Returning to my hands, he said carefully. "I knew mine." I froze. "Really? Most Moroi guys don't stay -- I mean some do, but you know, usually they just --" This got awkward really fast. "Well, he liked my mother." He didn't say like in a nice way. "And he visited her a lot. He's my sister's father too. But when he came .... well, he didn't treat my mother very well. He did some horrible things." "Like what?" I whispered I was not going the Rose way this time, it felt too insensitive. "Like beating her up kinds of things," he replied flatly. He was now finished with the bandages but was still holding my hands. I don't think he noticed. His hands were warm and large, with long graceful fingers. "That's horrible. And she just let it happen?" "She did." The corner of his mouth turned up in a sly sad smile. "But I didn't." I grinned at him. "You did not?" I laughed. "How old were you?" "Thirteen." I laughed. "Serves him right. I'm sorry that had to happen to you."

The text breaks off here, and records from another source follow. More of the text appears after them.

PR #2235, opened 2025-05-19
[JS] Add an interrupt option for LLMPipeline

Retribution98:
## Details
- Add support for StreamingStatus
- Fix converting for GenerationConfig
- Add some types

## Tickets
- CVS-167755


src/js/include/llm_pipeline/llm_pipeline_wrapper.hpp
```diff
@@ -1,5 +1,6 @@
 #pragma once
 
+#include <future>
```
almilosz, line 3: I think it's better to keep in header only necessary files and move it down into the source file

src/js/src/helper.cpp
```diff
@@ -43,27 +43,49 @@ ov::Any js_to_cpp<ov::Any>(const Napi::Env& env, const Napi::Value& value) {
         }
     } else if (value.IsBoolean()) {
         return ov::Any(static_cast<bool>(value.ToBoolean()));
-    } else {
-        OPENVINO_THROW("Cannot convert to ov::Any");
+    } else if (value.IsArray()) {
+        return ov::Any(js_to_cpp<std::vector<std::string>>(env, value));
+    } else if (value.IsObject()) {
+        if (value.ToString().Utf8Value() == "[object Set]") {
```
almilosz, line 49: What js type is needed here? Maybe [this](https://github.com/openvinotoolkit/openvino/blob/5561c207aba860abeca4b383a7976f61433d8e1f/src/bindings/js/node/src/helper.cpp#L539) approach will be better?

src/js/include/llm_pipeline/llm_pipeline_wrapper.hpp
Wovchena, line 3: Adding a header without changing any code in the file is strange. Remove it

src/js/src/helper.cpp
Retribution98: We check the type of Set here.
I tried to call `inferenceOf` for Set from global environment, but unfortunately that didn't work. The only reason I can see for the failure to check is that the object was created in a different global environment.
I don't really like the current approach, but for now  it can be used as a workaround.

src/js/include/llm_pipeline/llm_pipeline_wrapper.hpp
Retribution98: Sorry, I thought this include should be set in the header file, not in the source file. 
I have fixed that.

Retribution98: Thank you, It has fixed

Wovchena (approved):

src/js/lib/utils.ts
```diff
@@ -0,0 +1,110 @@
+/* eslint-disable max-len, no-unused-vars */
+export enum StreamingStatus {
+    RUNNING,
+    STOP,
+    CANCEL,
+}
+
+/** controls the stopping condition for grouped beam search. The following values are possible?:
```
almilosz, line 8:
```suggestion
/** controls the stopping condition for grouped beam search. The following values are possible:
```

PR #2236, opened 2025-05-20
Switching to coverity entrerprise (prod3)

jszczepa:


.github/workflows/coverity.yml
Wovchena, line 1: You can temporary change the trigger to pull_request on top of the file to test the workflow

"It's all right." "I know you heard the rumors about me and Jesse and Ralph." "I know it is not true." I smiled at him. "With the way you worry more about Lissa than yourself, none of the things in your file makes sense. You understand your responsibilities better than guardians twice your age. You'll do what you have to do to succeed." I thought about that and decided to go with the Rose line again. "I don't know if I can do everything I have to do." He did that cool one-eye-brow thing. "I don't want to cut my hair," I told him and he looked at me puzzled. "You don't have to cut your hair. It's not required." "All the guardian women do. They show off their tattoos." Unexpectedly, he released my hands and leaned forward. Slowly, he reached out and held a lock of my hair, twisting it around one of his fingers thoughtfully. I froze, and for a moment, there was the flutter in my stomach again, I tried to beat it back.
He let go of my hair, looking a little surprised -- and embarrassed -- at what he'd done. "Don't cut it, " he said gruffly. "No one will see my tattoos if I don't." He moved towards the doorway, and a small smile was playing over his lips. "Wear it up."